__EXERCISE GOAL__
Find the string "opened" in the material. Copy every line that has it.

__MATERIAL TO PROCESS__
PR #1530, opened 2020-04-10
Remove FindSDL2.cmake as SDL2 provides a sdl2-config.cmake since 2.0.4

simonschmeisser:
Apparently Debian messed up packaging SDL2 and has the headers in architecture dependent subfolders. This would not be an issue if ogre would use the sdl2-config.cmake provided by sdl2 since version 2.0.4 instead of guessing based on a list of possible locations

this is a test PR to see if your CI tells me if that also works on Windows and Mac

there is another option to do
```
FindPackage(SDL2 CONFIG)
if(NOT SDL2_FOUND)
  FindPackage(SDL2)
endif()

```
or to add `/usr/include/${CMAKE_LIBRARY_ARCHITECTURE}/SDL2` to the list


paroj:
On debian we only have `SDL2_INCLUDE_DIRS`, while current upstream only provides the `SDL2::SDL2` target.

welcome to the wonders of cross-platform development.

simonschmeisser:
Let's see if I'm allowed to simply set both ...

paroj:
also build this locally as our CI builds without SDL on Ubuntu.

simonschmeisser:
May I ask why?

paroj:
To cover a wide range of build configurations. Building *with* SDL2 is done on my machine :wink:

simonschmeisser:
Since I don't have xenial either and my machine currently builds the debian image I added this test commit, can remove it later or while squashing on merge

CMake/Dependencies.cmake
```diff
@@ -291,8 +291,15 @@ if(NOT ANDROID AND NOT EMSCRIPTEN)
   macro_log_feature(SDL2_FOUND "SDL2" "Simple DirectMedia Library needed for input handling in samples" "https://www.libsdl.org/" FALSE "" "")
   if(SDL2_FOUND AND WIN32 AND NOT SDL2_BINARY)
     # fix linking static SDL2 on windows
-    set(SDL2_LIBRARY ${SDL2_LIBRARY} winmm.lib imm32.lib version.lib)
+    set(SDL2_LIBRARIES ${SDL2_LIBRARIES} winmm.lib imm32.lib version.lib)
   endif()
+  if(SDL2_FOUND AND NOT TARGET SDL2::SDL2)
+    add_library(SDL2::SDL2 INTERFACE IMPORTED)
```
paroj, line 297: now you can get rid of SDL2_INCLUDE_DIRS and SDL2_LIBRARIES elsewhere altogether

simonschmeisser:
It fails with something about `git diff` on linux, are you running `clang-format` or similar?

paroj:
it runs `git diff --check master` and finds issues in the reverse diff as master moved forward. If you rebase on master (while dropping the TESTING commit), the issue will disappear.

Components/Csharp/CMakeLists.txt
```diff
@@ -40,10 +40,6 @@ if(OGRE_BUILD_COMPONENT_OVERLAY)
 endif()
 
 if(OGRE_BUILD_COMPONENT_BITES)
-	if(SDL2_FOUND)
-		include_directories(${SDL2_INCLUDE_DIRS})
```
simonschmeisser: do you know if this gets build in any/all of the CI builds? If so I could also rely on the transitive target for Java below. If not it might be broken ...

paroj: the MSVC and Ubuntu Builders have all bindings enabled

paroj:
:+1: thanks

PR #1544, opened 2020-04-18
Fix build on FreeBSD.

arrowd:


paroj:
will fix the build failure due to updates in zzip first

paroj:
:+1: thanks

PR #1553, opened 2020-04-24
Fixed badly calculated matrices alignement

LMCrashy:
Related to issue https://github.com/OGRECave/ogre/issues/1476

Matrices params size was not properly handled when calculating the aligned offset.
This new fix should handle every case.

Tested it against this Uniform block:
```

layout(std140) uniform TestAlignment
{
	mat3 _mat33 ; 	//0
	mat4x3 _mat43 ; //48
	float _float ; 	//112
	mat3x4 _mat34 ; //128
	vec3 _vec3;	//176
	vec2 _vec2; 	//192
	mat4 _mat44; 	//208
	float _float1; 	//272
	float _float2; 	//276
	mat3 _mat33_2; 	//288
	mat2 _mat22 ;	//336
};
```

### DIFF
--- a/OgreMain/include/OgreGpuProgramParams.h
+++ b/OgreMain/include/OgreGpuProgramParams.h
@@ -454,7 +454,7 @@ namespace Ogre {
         unsigned long mVersion;
 
 		/// Accumulated offset used to calculate uniform location.
-		unsigned int mOffset;
+		size_t mOffset;
 
         bool mDirty;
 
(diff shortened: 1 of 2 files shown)


paroj:
```
OgreGpuProgramParams.cpp:407:34: error: comparison between signed and unsigned integer expressions [-Werror=sign-compare]

         if (mOffset + align_size > nextAlignedOffset)
```

LMCrashy:
Ah damn'.
We could use "unsigned int" for align_size and nextalignementOffset, or use size_t for everything, as def.elementSize and def.logicalIndex are size_t.

paroj:
>use size_t for everything, as def.elementSize and def.logicalIndex are size_t.

:+1:

PR #1561, opened 2020-04-29
Fix OSX platform libs

Tobias-Fischer:
We failed to build ogre in https://github.com/conda-forge/ogre-feedstock/pull/24 after https://github.com/OGRECave/ogre/commit/397e24cfc4ec96f35cab41c99a05d0458af7e1a0 was merged (see https://github.com/conda-forge/ogre-feedstock/pull/24).

This patch fixes the build (see https://github.com/conda-forge/ogre-feedstock/pull/25). It would be great if it could be merged.

Many thanks,
Tobias


paroj:
thanks. This makes sense. Any idea why our CI did not catch this? Our CI builds everything as framework while yours builds plain libs?

Tobias-Fischer:
Thanks for merging this so quickly! Indeed, we build plain libs which could be the difference ..

PR #3645, opened 2026-06-02
this fixes this error

Joilnen:
/usr/bin/../lib64/gcc/x86_64-pc-linux-gnu/16.1.1/../../../../include/c++/16.1.1/bits/stl_vector.h:1109:44: error:
      arithmetic on a pointer to an incomplete type 'Ogre::MeshLodUsage'
 1109 |         ptrdiff_t __dif = this->_M_impl._M_finish - this->_M_imp...
      |                           ~~~~~~~~~~~~~~~~~~~~~~~ ^
/usr/local/include/OGRE/OgreMesh.h:497:71: note: in instantiation of member
      function 'std::vector<Ogre::MeshLodUsage>::size' requested here
  497 |   ...getNumLodLevels(void) const { return mMeshLodUsageList.size(); }
      |                                                             ^
/usr/local/include/OGRE/OgreMesh.h:56:12: note: forward declaration of
      'Ogre::MeshLodUsage'
   56 |     struct MeshLodUsage;
      |            ^
1 error generated.

### DIFF
--- a/OgreMain/include/OgreMesh.h
+++ b/OgreMain/include/OgreMesh.h
@@ -68,7 +68,6 @@ namespace Ogre {
             Transformed from user-supplied values with LodStrategy::transformUserValue.
         */
         Real value;
-        
 
         /// Only relevant if mIsLodManual is true, the name of the alternative mesh to use.
         String manualName;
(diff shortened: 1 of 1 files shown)


Joilnen:
it is now working again even without this workaround but the Vulkan render is broken again.

PR #3686, opened 2026-07-28
Main: const Node::convert functions and helper functions to get Pose indices from Mesh

chillywillysoft:
Makes some functions on Node const.

Adds helper functions to get Pose indices from Mesh. Can't add them to an animation by name or pointer so we need to go through the Mesh's PoseList to find the indices.

### DIFF
--- a/OgreMain/src/OgreMesh.cpp
+++ b/OgreMain/src/OgreMesh.cpp
@@ -2278,6 +2278,35 @@ namespace Ogre {
 
     }
     //---------------------------------------------------------------------
+    size_t Mesh::getPoseIndex(const String& name) const
+    {
+        for (size_t i = 0; i < mPoseList.size(); ++i)
+        {
+            if (mPoseList[i]->getName() == name)
+                return i;
+        }
+        StringStream str;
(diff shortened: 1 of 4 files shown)


OgreMain/src/OgreMesh.cpp
```diff
@@ -2278,6 +2278,35 @@ namespace Ogre {
...
+    size_t Mesh::getPoseIndex(const String& name) const
+    {
+        for (size_t i = 0; i < mPoseList.size(); ++i)
+        {
+            if (mPoseList[i]->getName() == name)
+                return i;
+        }
+        StringStream str;
+        str << "No pose called " << name << " found in Mesh " << mName;
+        OGRE_EXCEPT(Exception::ERR_ITEM_NOT_FOUND,
```
paroj, line 2277: 1. there is a newer macro that auto-derives the function name
2. format makes it more readable and is faster

```suggestion
        OGRE_EXCEPT(Exception::ERR_ITEM_NOT_FOUND, StringUtil::format("No pose called %s found in Mesh %s", name.c_str(), mName.c_str());
```

PR #3690, opened 2026-07-29
Fix Skybox material invalidation

chillywillysoft:
The code looked wrong. I think this is what was intended.

Possible remaining issue is that it first disables the depth-writing on the provided material but then might switch to the default material and use it without disabling depth-writing. I don't think we want to modify the default material. Would anything bad happen if we just used the provided material even if it doesn't have cube map texture (and still issue a warning)?

### DIFF
--- a/OgreMain/src/OgreSkyRenderer.cpp
+++ b/OgreMain/src/OgreSkyRenderer.cpp
@@ -173,7 +173,7 @@ void SceneManager::SkyBoxRenderer::create(
     mSceneNode->attachObject(mSkyBoxObj.get());
 
     mSkyBoxObj->setRenderQueueGroup(renderQueue);
-    mSkyBoxObj->begin(materialName, RenderOperation::OT_TRIANGLE_STRIP, groupName);
+    mSkyBoxObj->begin(m, RenderOperation::OT_TRIANGLE_STRIP);
 
     // rendering cube, only using 14 vertices
     const Vector3 cube_strip[14] = {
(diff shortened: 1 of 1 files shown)


slapin:
We reject "invalid" material and then still use different "invalid" material. Does it make sense?
I think we should reject the material only if it is complete non-runner and issue the warning about what is the problem in particular (about having cubemap texture). The default material should be used only if the original is unusable, i.e. invalid material, IMHO.
The other approach would be to create default cubemap+noDT material and use it as fallback, otherwise it will be confusing. In this case we can reject original material based on lack of cubemap in it.

OgreMain/src/OgreSkyRenderer.cpp
```diff
@@ -153,8 +153,10 @@ void SceneManager::SkyBoxRenderer::create(
     if(valid)
     {
         Pass* pass = m->getBestTechnique()->getPass(0);
-        valid = valid && pass->getNumTextureUnitStates() &&
-                pass->getTextureUnitState(0)->getTextureType() == TEX_TYPE_CUBE_MAP;
+        if (pass->getNumTextureUnitStates())
```
paroj, line 156: this allows a material without a texture now, previously a cubemap was required. why did you change that?

paroj:
> We reject "invalid" material and then still use different "invalid" material. Does it make sense?

the default material is used to continue rendering, while issuing a warning, not to salvage the results

OgreMain/src/OgreSkyRenderer.cpp
chillywillysoft: For my sky I use a solid blue untextured material.

paroj: great, this means you dont need a skybox at all. The clear color or a constant plane should be enough

PR #3707, opened 2026-08-12
Main: Root - make sure first frame updates animation and controllers

chillywillysoft:
SceneManagers and ControllerManager, etc. initialize their frame number to 0 and only perform their updates when the Root's frame number is different. But the Root also initializes its frame number to 0 and doesn't increment it until after the first frame, so animations (etc.) are not applied until the second frame, causing visible glitches on the first frame.


paroj:
nice catch!

PR #3725, opened 2026-08-27
Main: SkeletonInstance - remove broken overrides and pass info to ctor

chillywillysoft:
Commit c285df6 de-virtualised Resource::getName(), getHandle(), and getGroup(), which broke SkeletonInstance’s overrides of those (when called virtually). SkeletonInstance just delegated those to its master Skeleton. It can instead grab the info in its constructor and pass it to Skeleton’s private constructor and Resource’s protected constructor which exist only for SkeletonInstance anyway.

Potential drawback: if lots of instances and strings are big, could waste a little memory.

### DIFF
--- a/OgreMain/include/OgreResource.h
+++ b/OgreMain/include/OgreResource.h
@@ -161,8 +161,8 @@ namespace Ogre {
     protected:
         /** Protected unnamed constructor to prevent default construction. 
         */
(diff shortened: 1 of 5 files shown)


paroj:
nice catch! the extra memory is negligible compared to the vfunction calls that we save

__TASK ANSWER__
PR #1530, opened 2020-04-10
PR #1544, opened 2020-04-18
PR #1553, opened 2020-04-24
PR #1561, opened 2020-04-29
PR #3645, opened 2026-06-02
PR #3686, opened 2026-07-28
PR #3690, opened 2026-07-29
PR #3707, opened 2026-08-12
PR #3725, opened 2026-08-27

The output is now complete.